Copy exactly the lines of the records below, and only those lines, beginning with the line that contains "a remote server." and ending with the line that contains "1) Moved all".

[Stored data]
* * * * * * * * *
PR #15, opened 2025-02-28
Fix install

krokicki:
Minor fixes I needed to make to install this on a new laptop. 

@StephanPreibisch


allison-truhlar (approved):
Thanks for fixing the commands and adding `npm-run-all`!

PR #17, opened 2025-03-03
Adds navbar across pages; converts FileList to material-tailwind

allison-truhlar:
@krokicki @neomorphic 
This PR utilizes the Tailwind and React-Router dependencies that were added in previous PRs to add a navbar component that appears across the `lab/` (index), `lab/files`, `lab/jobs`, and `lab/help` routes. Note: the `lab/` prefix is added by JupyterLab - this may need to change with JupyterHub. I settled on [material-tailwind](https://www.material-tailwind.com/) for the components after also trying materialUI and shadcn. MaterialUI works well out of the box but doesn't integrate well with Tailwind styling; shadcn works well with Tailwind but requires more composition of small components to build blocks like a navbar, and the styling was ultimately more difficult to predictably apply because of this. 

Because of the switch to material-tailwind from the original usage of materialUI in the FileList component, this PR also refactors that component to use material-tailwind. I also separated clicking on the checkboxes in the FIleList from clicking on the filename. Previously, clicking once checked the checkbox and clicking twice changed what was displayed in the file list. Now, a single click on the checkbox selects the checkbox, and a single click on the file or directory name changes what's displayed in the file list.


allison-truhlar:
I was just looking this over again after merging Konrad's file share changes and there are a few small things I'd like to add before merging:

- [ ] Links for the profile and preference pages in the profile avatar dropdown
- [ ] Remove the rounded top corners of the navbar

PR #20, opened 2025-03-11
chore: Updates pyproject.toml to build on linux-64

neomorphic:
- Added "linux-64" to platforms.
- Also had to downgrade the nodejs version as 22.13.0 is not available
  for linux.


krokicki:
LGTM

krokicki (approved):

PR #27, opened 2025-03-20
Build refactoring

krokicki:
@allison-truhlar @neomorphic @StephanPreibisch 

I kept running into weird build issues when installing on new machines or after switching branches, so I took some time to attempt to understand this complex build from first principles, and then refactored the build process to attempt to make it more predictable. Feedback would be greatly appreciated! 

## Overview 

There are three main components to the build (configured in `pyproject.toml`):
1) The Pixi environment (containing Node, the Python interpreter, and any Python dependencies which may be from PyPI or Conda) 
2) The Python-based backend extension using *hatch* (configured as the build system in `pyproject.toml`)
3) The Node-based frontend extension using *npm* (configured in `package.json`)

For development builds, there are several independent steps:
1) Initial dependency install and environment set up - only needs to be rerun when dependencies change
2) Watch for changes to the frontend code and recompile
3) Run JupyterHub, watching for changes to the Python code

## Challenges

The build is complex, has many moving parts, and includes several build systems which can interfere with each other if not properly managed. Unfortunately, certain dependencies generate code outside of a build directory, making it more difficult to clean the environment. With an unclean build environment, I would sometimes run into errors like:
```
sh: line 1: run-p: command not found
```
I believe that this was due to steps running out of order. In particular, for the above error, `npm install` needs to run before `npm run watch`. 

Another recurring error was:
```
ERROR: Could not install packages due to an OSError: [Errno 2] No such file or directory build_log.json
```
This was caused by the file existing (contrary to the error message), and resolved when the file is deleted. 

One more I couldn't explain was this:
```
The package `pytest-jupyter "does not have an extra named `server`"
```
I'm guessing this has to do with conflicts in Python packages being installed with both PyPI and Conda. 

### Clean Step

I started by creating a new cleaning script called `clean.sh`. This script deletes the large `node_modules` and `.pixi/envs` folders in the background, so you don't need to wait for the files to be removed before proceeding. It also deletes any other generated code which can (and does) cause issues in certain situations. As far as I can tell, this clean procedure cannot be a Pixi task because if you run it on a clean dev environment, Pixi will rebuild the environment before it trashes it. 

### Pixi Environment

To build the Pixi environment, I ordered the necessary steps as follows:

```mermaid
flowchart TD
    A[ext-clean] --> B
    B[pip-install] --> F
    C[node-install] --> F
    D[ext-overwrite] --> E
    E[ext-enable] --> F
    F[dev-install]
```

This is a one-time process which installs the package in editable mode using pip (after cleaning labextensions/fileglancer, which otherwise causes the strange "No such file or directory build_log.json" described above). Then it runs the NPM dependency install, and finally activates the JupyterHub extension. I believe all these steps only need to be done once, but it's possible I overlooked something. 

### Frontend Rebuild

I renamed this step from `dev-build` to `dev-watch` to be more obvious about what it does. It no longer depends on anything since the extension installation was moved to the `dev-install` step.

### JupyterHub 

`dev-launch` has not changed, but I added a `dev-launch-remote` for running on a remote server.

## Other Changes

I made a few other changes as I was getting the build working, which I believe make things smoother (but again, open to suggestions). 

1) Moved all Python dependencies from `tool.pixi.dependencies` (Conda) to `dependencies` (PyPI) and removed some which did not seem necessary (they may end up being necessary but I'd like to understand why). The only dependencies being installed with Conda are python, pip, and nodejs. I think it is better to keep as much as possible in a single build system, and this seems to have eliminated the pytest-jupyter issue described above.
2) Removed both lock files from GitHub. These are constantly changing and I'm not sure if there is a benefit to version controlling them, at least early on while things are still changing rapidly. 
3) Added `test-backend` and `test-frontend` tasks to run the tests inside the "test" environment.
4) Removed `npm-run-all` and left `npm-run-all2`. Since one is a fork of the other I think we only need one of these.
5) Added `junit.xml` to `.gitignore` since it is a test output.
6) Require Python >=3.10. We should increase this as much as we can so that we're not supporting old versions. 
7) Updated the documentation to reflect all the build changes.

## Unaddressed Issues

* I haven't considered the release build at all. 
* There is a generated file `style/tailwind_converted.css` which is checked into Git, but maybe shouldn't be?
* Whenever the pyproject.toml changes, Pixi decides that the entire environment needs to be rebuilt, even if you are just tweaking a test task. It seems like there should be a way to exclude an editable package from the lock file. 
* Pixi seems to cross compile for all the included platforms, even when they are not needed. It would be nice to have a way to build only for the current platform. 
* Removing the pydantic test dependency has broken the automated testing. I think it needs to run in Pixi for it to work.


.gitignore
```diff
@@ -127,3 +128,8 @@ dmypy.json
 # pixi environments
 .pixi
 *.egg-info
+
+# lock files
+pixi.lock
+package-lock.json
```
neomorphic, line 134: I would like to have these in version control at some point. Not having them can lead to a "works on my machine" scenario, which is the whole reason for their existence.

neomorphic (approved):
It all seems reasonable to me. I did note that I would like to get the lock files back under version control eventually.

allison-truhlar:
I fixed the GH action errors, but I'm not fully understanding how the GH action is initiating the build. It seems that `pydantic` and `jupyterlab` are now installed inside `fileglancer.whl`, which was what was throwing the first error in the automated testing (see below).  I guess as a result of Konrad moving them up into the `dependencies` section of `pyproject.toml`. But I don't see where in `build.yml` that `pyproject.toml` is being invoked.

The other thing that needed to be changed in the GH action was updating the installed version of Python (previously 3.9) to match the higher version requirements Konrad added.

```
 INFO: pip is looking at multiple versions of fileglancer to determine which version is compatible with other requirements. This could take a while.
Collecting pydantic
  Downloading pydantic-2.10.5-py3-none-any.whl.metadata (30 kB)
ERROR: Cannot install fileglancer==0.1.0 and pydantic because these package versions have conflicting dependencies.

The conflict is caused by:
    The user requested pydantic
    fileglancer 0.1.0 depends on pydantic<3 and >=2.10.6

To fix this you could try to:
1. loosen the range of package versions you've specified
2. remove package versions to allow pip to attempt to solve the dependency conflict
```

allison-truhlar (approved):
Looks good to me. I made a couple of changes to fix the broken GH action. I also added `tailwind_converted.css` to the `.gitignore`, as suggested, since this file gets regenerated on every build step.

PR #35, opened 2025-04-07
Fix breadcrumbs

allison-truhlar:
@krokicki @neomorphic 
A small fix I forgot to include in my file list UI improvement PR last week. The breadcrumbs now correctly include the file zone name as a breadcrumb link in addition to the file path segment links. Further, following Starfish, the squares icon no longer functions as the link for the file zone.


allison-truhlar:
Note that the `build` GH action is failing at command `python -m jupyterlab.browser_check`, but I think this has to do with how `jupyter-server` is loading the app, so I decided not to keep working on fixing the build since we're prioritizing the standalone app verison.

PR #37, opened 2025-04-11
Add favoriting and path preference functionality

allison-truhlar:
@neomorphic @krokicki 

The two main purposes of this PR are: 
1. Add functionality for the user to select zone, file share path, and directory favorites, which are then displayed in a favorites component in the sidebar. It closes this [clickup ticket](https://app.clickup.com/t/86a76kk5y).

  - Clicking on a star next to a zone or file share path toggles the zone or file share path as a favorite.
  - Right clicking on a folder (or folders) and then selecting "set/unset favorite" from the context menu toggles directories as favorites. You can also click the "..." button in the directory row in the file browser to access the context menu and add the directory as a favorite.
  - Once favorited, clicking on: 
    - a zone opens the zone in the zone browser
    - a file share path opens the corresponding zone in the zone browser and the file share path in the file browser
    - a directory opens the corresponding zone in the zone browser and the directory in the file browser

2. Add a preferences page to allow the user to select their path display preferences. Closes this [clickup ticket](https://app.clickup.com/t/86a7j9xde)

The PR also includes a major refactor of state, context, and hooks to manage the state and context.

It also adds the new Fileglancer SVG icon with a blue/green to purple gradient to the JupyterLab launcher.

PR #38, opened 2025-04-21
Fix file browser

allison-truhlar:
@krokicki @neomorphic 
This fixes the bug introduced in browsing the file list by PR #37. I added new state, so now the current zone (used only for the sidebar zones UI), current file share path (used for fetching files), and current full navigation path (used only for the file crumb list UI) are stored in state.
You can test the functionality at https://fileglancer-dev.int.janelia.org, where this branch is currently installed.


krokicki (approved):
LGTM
* * * * * * * * *
Solution to the problem:
`dev-launch` has not changed, but I added a `dev-launch-remote` for running on a remote server.

## Other Changes

I made a few other changes as I was getting the build working, which I believe make things smoother (but again, open to suggestions). 

1) Moved all Python dependencies from `tool.pixi.dependencies` (Conda) to `dependencies` (PyPI) and removed some which did not seem necessary (they may end up being necessary but I'd like to understand why). The only dependencies being installed with Conda are python, pip, and nodejs. I think it is better to keep as much as possible in a single build system, and this seems to have eliminated the pytest-jupyter issue described above.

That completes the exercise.